Yeah did the same. Was going back and forth with the idea of it and then wanted to time something. Couldn't grip my SMP bezel without getting my hands wet for grip. Was like to hell with it time to sell and ordered this one. Plus it will be something different. Thousands of (insert color here) SMP's out there anyway. Only 200 of these in this configuration. Get what you like I always say.


----------



## Tpp3975 (May 23, 2021)

ChiTownTx said:


> Yeah did the same. Was going back and forth with the idea of it and then wanted to time something. Couldn't grip my SMP bezel without getting my hands wet for grip. Was like to hell with it time to sell and ordered this one. Plus it will be something different. Thousands of (insert color here) SMP's out there anyway. Only 200 of these in this configuration. Get what you like I always say.


Can’t argue with this. That said not sure I can give up my SMP for this one. Maybe I’ll find room for both. There’s a reason there are thousands of SMPs in the wild and it’s because they are bad a$$. A lotta watch for the money.


----------



## BryanUsrey1 (Dec 12, 2020)

This model is really nice! Only 200 as well. 

Not sure about the price though. I think will hold me back.


----------



## Jason Bourne (Nov 22, 2012)

Hopefully Oris releases same color in their standard 65 series.


----------



## JOHN J. (Nov 19, 2020)

Well you do get an extra leather strap.lol


----------



## mchou8 (Jun 12, 2011)

I just ordered mine! Yes, it’s expensive for an Oris. It’s one of the best looking diver 65s imo.


----------



## Divestar Question (Dec 26, 2021)

I ordered as well. Couldn't resist.


----------



## Tpp3975 (May 23, 2021)

Divestar Question said:


> I ordered as well. Couldn't resist.


I’m sure I’m gonna regret passing on it. Gonna take my chances on the preowned market I guess. Congrats to all who ordered and wear in good health.


----------



## milkdoes (Nov 12, 2020)

Tpp3975 said:


> I’m sure I’m gonna regret passing on it. Gonna take my chances on the preowned market I guess. Congrats to all who ordered and wear in good health.

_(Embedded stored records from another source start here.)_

PR #663, opened 2026-02-16
Feature/compilation time improvement

DominicDirkx:
## Rationale
Kernel and test builds showed high compile cost and memory usage, concentrated in a relatively small number of files (especially estimation/propagation wrappers and simulator/variational code paths and large tests). This caused long build times, unstable CI behavior for macOS due to timeouts, and frequent long recompile times when touching core estimation/propagation headers.

The goal of this PR is to reduce compile and memory usage

## Some aspects of the implementation
- Split large umbrella headers/classes into targeted components (keeping umbrella includes for compatibility)
  - dynamics simulator split into base/single/multi/hybrid arc headers
  - variational equations solver split into base/single/multi/hybrid arc headers
  - observation model setup split into settings/factory-focused headers
  - bodies/environment setup split (`createBodiesSettings` / `createBodiesFactory`)
- Reduced includes across Tudat and TudatPy:
  - migrated many internal includes from umbrella headers to targeted headers
  - introduced/used forward-declaration headers for estimation/observation interfaces
  - moved default ground-station helper/settings logic out of `defaultBodies` into dedicated files
- Added explicit-instantiation infrastructure for costly template paths:
  - dedicated extern-template headers/sources in kernel build path
  - one major template instantiation per `.cpp` to avoid monolithic instantiation units
- Added use of unity build for tudat libraries and precompiled headers for Python exposure and main classes of unit tests (these are both useful for a fresh build from scratch, in some cases will increase recompilation time after small changes, these settings can be toggled on/off)


PascalChristiaanse:
Hi @DominicDirkx , i did some experimentation using precompile headers and unity building and got about a 30% decrease in build times. Should i open a seperate branch for these changes?
Heres some results i got

Command
	CCache -C (full clean)
	time python build.py -j4 --clean

without unity/pch
	real    16m2.111s
	user    54m39.884s
	sys     4m33.278s	

with unity/pch
	real    10m44.825s
	user    36m35.193s
	sys     2m44.268s

	
Changes:
	Enabling PCH on std and pybind headers
	Enabling Unity builds reducing translation units from ~400 	
	~200
	Enabling CCache as default, not just on github actions
        Set regular build optimization to -O0 for tests, no need for fast code and drastically reduces memory usage

Additionally, debug builds should probably be on -O1, while release should be on either -O3 or -O4. This takes a lot less memory allowing higher corecounts to be used when compiling.

DominicDirkx:
@PascalChristiaanse If you could open a separate branch/PR for that, it would be great!

larshinueber:
@DominicDirkx Thanks for all the updates! Once ready to be merged, maybe you could squash & merge the commits, since the exact history of all the header modifications is not really relevant? This way we end up with a nice and clean git history :)

cmake/tudat/compiler.cmake
```diff
@@ -367,7 +367,7 @@ if (MSVC)
   message(STATUS "Setting /bigobj")
   add_compile_options(/bigobj)
 else()
-    set(CMAKE_CXX_FLAGS "${CMAKE_CXX_FLAGS} -O3")
+    set(CMAKE_CXX_FLAGS "${CMAKE_CXX_FLAGS} -O0")
```
larshinueber: @DominicDirkx was this intentional? Since local builds are used for both development and running simulations (as opposed to Github CI builds), maybe leaving it to `-O3` is more sensible if it doesn't affect compile time too much?

changes.patch
larshinueber, line 1: I believe this is not needed 😄

CMakeLists.txt
```diff
@@ -57,7 +57,7 @@ if (MSVC)
     # This is equivalent to the big-obj for MinGW, this should stop error C1128.
     set(CMAKE_CXX_FLAGS "${CMAKE_CXX_FLAGS} /bigobj")
 else()
-    set(CMAKE_CXX_FLAGS "${CMAKE_CXX_FLAGS} -O3")
+    set(CMAKE_CXX_FLAGS "${CMAKE_CXX_FLAGS} -O0")
```
larshinueber: See comment in `cmake/tudat/compiler.cmake`

residual_test.m
larshinueber, line 1: Also slipped through :)

cmake/tudat/compiler.cmake
DominicDirkx: Absolutely! Thanks for reminding me, this was meant to be a temporary fix, the -O0 should be used for the CI (where build time/RAM usage is the main bottlneck) and possibly debugging. There should be a CMake argument to control this, but I was too lazy to add this so far :)

changes.patch
DominicDirkx: Oops...

larshinueber:
@DominicDirkx I took the liberty to ask Claude to review the PR since it turned out to be massive and beyond my C++ knowledge 😅 The review is overall positive, with a few recommendations to be addressed.

- I've fixed recommendation 3 (renaming of the `TUDAT_BUILD_ALL_TESTS` flag).
- For recommendation 1 and 5 I would argue that `createObservationManager.cpp` already serves as file for the explicit template instantiation, but renaming it and removing the commented out code could make it more explicit?
- I'm not sure about recommendation 2, since the CI works fine and the flag is not used for DLL copying elsewhere.
- Adding a note for Tudat C++ users about the refactored headers sounds useful, maybe in the form of a slack message?

<details><summary>Claude Code Review</summary>
<p>

# Code Review: PR #663 -- Feature/compilation time improvement

**Repo:** tudat-team/tudatpy | **Base:** develop | **Author:** DominicDirkx
**Stats:** 613 files changed, +25,052 / -25,899 (net -847 lines)
**State:** Open

---

## Overview

This PR is a comprehensive compilation-time reduction effort targeting four complementary strategies:

1. **Header splitting** -- Monolithic "god headers" broken into targeted components
2. **Include reduction** -- Forward declarations, targeted includes replacing umbrella headers
3. **Explicit template instantiation (ETI)** -- `extern template` + dedicated `.cpp` files for `<double, double>`
4. **Build system** -- Unity builds, precompiled headers (PCH), centralized optimization policy

The changes are purely structural/build-level. No functional or API-facing changes are introduced.

---

## Architecture Analysis

### Header Splitting (Well executed)

Five major monolithic headers were decomposed:

| Original Header | Lines Removed | Split Into |
|---|---|---|
| `body.h` | ~1120 | Forward declarations + out-of-line methods + `baseStateInterface.h`, `rigidBodyProperties.h` |
| `dynamicsSimulator.h` | ~2608 | `dynamicsSimulatorBase.h`, `singleArc...`, `multiArc...`, `hybridArc...` + forward decl header |
| `variationalEquationsSolver.h` | ~2212 | Same base/single/multi/hybrid pattern + forward decl header |
| `createEstimatableParameters.h` | ~3440 | `...Interface.h` (lightweight) + `...Factory.h` (heavy template code) |
| `createObservationModel.h` | ~3608 | `...Settings.h` + `...Factory.h` |
| `orbitDeterminationManager.h` | ~1186 | 5 implementation headers + forward decl header |

All original headers are preserved as umbrella includes for backward compatibility.

The `body.h` change is the most impactful -- it replaces 15+ subsystem `#include`s with forward declarations of aerodynamics, gravitation, electromagnetism, propulsion, ground stations, and system model types. Since `body.h` is transitively included by nearly every simulation/estimation file, this single change dominates the compilation savings.

### Forward Declaration Headers (Clean design)

Three new forward-declaration headers were introduced:
- `estimationInterfacesForwardDeclarations.h` -- CovarianceAnalysisInput/Output, EstimationInput/Output, OrbitDeterminationManager
- `observationInterfacesForwardDeclarations.h` -- ObservationModelSettings, ObservationCollection, ObservationSimulatorBase, etc.
- `dynamicsSimulatorForwardDeclarations.h` / `variationalEquationsSolverForwardDeclarations.h`

No circular dependency risks detected. The dependency graph remains a clean DAG.

### Explicit Template Instantiation (Sound, one bug found)

9 new `.cpp` files provide `<double, double>` instantiations for the dynamics simulator and variational equations solver class hierarchies, plus `createObservationManagersBase`. Each file contains exactly one explicit instantiation -- clean and consistent.

**Bug:** `createObservationManager.h` declares `extern template` for both `createObservationManagerBase<double,double>` and `createObservationManagersBase<double,double>`, but only the latter has an explicit instantiation `.cpp` file. The missing instantiation for `createObservationManagerBase` (singular) will cause a **linker error** when `TUDAT_BUILD_ALL_TESTS=1` and the function is called.

### Binding File Splits (Transparent to Python)

Four large pybind11 binding files were split into 13 focused compilation units using a delegate/orchestrator pattern. No Python API changes -- module names, function names, argument names, and docstrings are all preserved. The `.h` files were reduced to minimal `#include <pybind11/pybind11.h>` only, moving all heavy includes to `.cpp` files.

### Spice Exception Decomposition (Clever)

The monolithic `spiceException.h` (~4522 lines defining 898 exception classes) was decomposed using an X-macro pattern:
- `spiceError.h` -- base class only (45 lines)
- `spiceExceptionList.def` -- data-driven macro list
- `spiceExceptionTypes.h` -- macro-generates all exception classes
- `spiceInterface.h` now includes only `spiceError.h`

---

## Build System Analysis

### CMake Changes (Well-structured)

| New Option | Default | Purpose |
|---|---|---|
| `CMAKE_UNITY_BUILD` | OFF | Unity build for tudat libraries |
| `CMAKE_UNITY_BUILD_BATCH_SIZE` | 8 | TUs merged per batch |
| `TUDAT_BUILD_WITH_PCH` | ON | Precompiled headers for kernel target |
| `TUDAT_BUILD_WITH_TEST_PCH` | OFF | PCH for test support libraries |
| `TUDAT_BUILD_FOR_REDUCED_COMPILE_TIME` | OFF | Forces `-O1`/`/O1` across all build types |
| `TUDAT_BUILD_ALL_TESTS` | ON | Gates ETI `.cpp` files and `extern template` |
| `TUDAT_FORCE_CMAKE_CACHE_RESET` | OFF | Replaces unconditional cache deletion |

Key improvements:
- **Centralized optimization policy** (`tudat_apply_optimization_policy` macro in `compiler.cmake`) replaces scattered `-O3` flags with a single, configurable source of truth
- **Unconditional cache deletion removed** -- was destroying incremental builds
- **ccache auto-detection** added
- **Test PCH** via `REUSE_FROM` pattern -- one PCH per test domain reused across 10-30 test targets
- **Unity build disabled** for pybind11 `kernel` target and all test executables (correctly)

### CI Changes

- Linux parallelism: 2 -> 3 jobs; Windows: 3 -> 2 (adjusts for MSVC memory pressure)
- New resolve steps for per-OS build type and ccache mode
- All new build options enabled on CI (`PCH=ON`, `UNITY_BUILD=ON`, `REDUCED_COMPILE_TIME=ON`)

---

## Issues Found

### Critical

1. **Missing explicit instantiation for `createObservationManagerBase<double,double>`** -- The header declares `extern template` but no `.cpp` provides the instantiation. This will cause an undefined symbol linker error when `TUDAT_BUILD_ALL_TESTS=1`.

### Medium

2. **`TUDAT_BUILD_GITHUB_ACTIONS` repurposed on Windows** -- The new `resolve_ci_ccache_mode` step sets this to `OFF` on Windows to avoid a ccache+MSVC crash. But other CMake logic may depend on this flag for CI-specific behavior (e.g., MSVC runtime DLL copying). This could silently break Windows CI packaging.

3. **`TUDAT_BUILD_ALL_TESTS` naming is misleading** -- This option does not control test compilation (that's `TUDAT_BUILD_TESTS`). It controls explicit template instantiations. A name like `TUDAT_BUILD_EXPLICIT_INSTANTIATIONS` or `TUDAT_BUILD_ETI` would be clearer.

4. **Downstream transitive include breakage risk** -- External projects that relied on transitive includes through `body.h` (e.g., using `AerodynamicCoefficientInterface` member functions without explicitly including the aerodynamics headers) will get incomplete-type errors. The internal codebase was updated, but external users may need migration guidance.

### Low

5. **ccache detection after `project()`** -- Works for Ninja/Make generators but not guaranteed for all CMake generators. Acceptable for this project's use case.

6. **Debug optimization level `-O1` instead of `-Og`** -- Degrades debugger experience (variables optimized out). Deliberate trade-off but worth documenting.

7. **Inconsistent test support library gating** -- `tudat_estimation_test_case_support` is always built; aerodynamics/observation support libraries are conditional on `TUDAT_BUILD_WITH_TEST_PCH`. Should be unified.

8. **Pre-existing: `PRIVATE_LINKS` applied as `PUBLIC`** in `YOLOProjectAddTestCase.cmake` -- Not introduced by this PR but worth noting.

### Cosmetic

9. Mixed indentation in `tudat_apply_optimization_policy` macro
10. Column alignment inconsistency in `show_build_configuration.cmake`

---

## Strengths

- **Zero API breakage** -- All Python/C++ interfaces preserved
- **Clean backward compatibility** -- Umbrella headers preserved as thin wrappers
- **Principled decomposition** -- Consistent base/single/multi/hybrid arc pattern across both dynamics simulator and variational equations solver
- **All features toggleable** -- Every new mechanism has an `option()` with sensible defaults
- **Cross-platform awareness** -- MSVC vs GCC/Clang flag handling, GNU `ld` `--start-group`/`--end-group` workaround, Windows ccache avoidance
- **Well-chosen PCH headers** for pybind11 bindings (pybind11.h, stl.h, eigen.h, Eigen/Core, Eigen/Geometry, STL containers)

## Recommendations

1. **Fix the missing `createObservationManagerBase` instantiation** before merging
2. **Verify `TUDAT_BUILD_GITHUB_ACTIONS=OFF` on Windows** doesn't break MSVC runtime DLL logic
3. **Rename `TUDAT_BUILD_ALL_TESTS`** to something that reflects its actual purpose (ETI gating)
4. **Add migration notes** for downstream users about `body.h` transitive include changes
5. **Consider adding a second ETI file** or expanding the existing one for `createObservationManagerBase<double,double>`

---

## Verdict

This is a high-quality, well-engineered compilation-time optimization PR. The architectural changes are principled and consistent. The one critical bug (missing ETI for `createObservationManagerBase`) and the naming concern (`TUDAT_BUILD_ALL_TESTS`) should be addressed before merge. The risk of downstream transitive include breakage is real but manageable with documentation.
</p>
</details>

DominicDirkx:
Thanks! I also processed point 6 (-Og for debug unless compilation time is to be optimized).

Coming to your points:

> 
> 1. I've fixed recommendation 3 (renaming of the TUDAT_BUILD_ALL_TESTS flag).

Thanks!

> 2. For recommendation 1 and 5 I would argue that createObservationManager.cpp already serves as file for the explicit template instantiation, but renaming it and removing the commented out code could make it more explicit?

For point 1, the instantiation does happen for both both functions, but in different files (by design, to reduce per translation unit compilation memory, preventing RAM bottlenecks and permitting higher compilation parallelization)

> 3. I'm not sure about recommendation 2, since the CI works fine and the flag is not used for DLL copying elsewhere.

Right now, this is not relevant, since ccache is disable on CI. Once we turn it back on, we could look into this

> 4. Adding a note for Tudat C++ users about the refactored headers sounds useful, maybe in the form of a slack message?

Absolutely!

PR #671, opened 2026-02-18
Feature/build remote unit tests

luigigisolfi:
@DominicDirkx, @alfonsoSR , I have been working with spacetrack unit tests, which require user authentication to run.

if users run those from `tests`, then they can in principle add the decorator `@pytest.mark.parametrize.remote_data` to online tests and then run

`pytest --remote-data`

to allow for those to run as well (they'd be skipped otherwise).

However, in order to  use
`pytest --remote-data`
they need to have credentials exported to their env path. 

I added a check in `build.py` that checks whether the credentials needed for those remote_data tests have been set by the user, and if they have not, those remote tests are skipped. 

In other words, this:
`python build.py --tests`
will trigger the credentials check a print a warning if no credentials for those functionalities are found. 

This PR shows a very raw first iteration of it, only checking for the spacetrack credentials. If you like the idea I can make it better and expand it to other `tudatpy.data` tests requiring` --remote-data`

EDIT: Just realised commit history is a bit messy, to see the relevant changes in `build.py`, just check the last commit


DominicDirkx:
I really like the idea of this! Also to make the runs of the tests on Azure more robust (which is in part what motivated this right?)

I see quite some changes in the code in this PR, but I think only a part of them is to support this change in testing right?

luigigisolfi:
@DominicDirkx I did not think about fancier applications than just allowing users to run both offline and online tests with:

`python build.py --tests`, 
but I guess it is a first step towards making them more robust yes. 

As i mentioned in the edit to the PR, the only relevant commit for this functionality is the last one, namely [this one](https://github.com/tudat-team/tudatpy/pull/671/commits/670e7c086d2741d814b08a66195255e945912040)

DominicDirkx:
@luigigisolfi I have modified the setup so that the default is that it *does* use remote data, and provides a warning if a test requires credentials that are ot available (skipping the test)

DominicDirkx:
Waiting for #834  to be merged before merging this

Issue #484, opened 2024-12-16
DSN transmitting frequency ramp tables overlap


valeriof7:
In PR tudat-team/tudat#268, the following code block in `include/tudat/astro/ground_stations/transmittingFrequencies.h` and relative unit test has been commented out, but needs to be addressed:
"""
// If there are discontinuities
            if ( startTimes_.at( i ) != endTimes_.at( i - 1 ) )
            {
                // If the start and end times are inconsistent throw error
                if ( endTimes_.at( i - 1 ) > startTimes_.at( i ) )
                {
                    throw std::runtime_error(
                            "Error when creating piecewise linear frequency interpolator: inconsistency between ramp end "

im sure a couple of these will go for 2.4-2.9k by the end of 2022. not sure if i see it landing down to $2k given that there's only 200 made. Maybe if it were a 2,000 piece release. 

I've been curious about the Oris Aquis 400 and have already seen a few land at $1800-1900. That's 14 months at release for pre-owned to get to 50% retail value (though I'm assuming most are not paying close to full retail).


----------



## Tpp3975 (May 23, 2021)

milkdoes said:


> im sure a couple of these will go for 2.4-2.9k by the end of 2022. not sure if i see it landing down to $2k given that there's only 200 made. Maybe if it were a 2,000 piece release.
> 
> I've been curious about the Oris Aquis 400 and have already seen a few land at $1800-1900. That's 14 months at release for pre-owned to get to 50% retail value (though I'm assuming most are not paying close to full retail).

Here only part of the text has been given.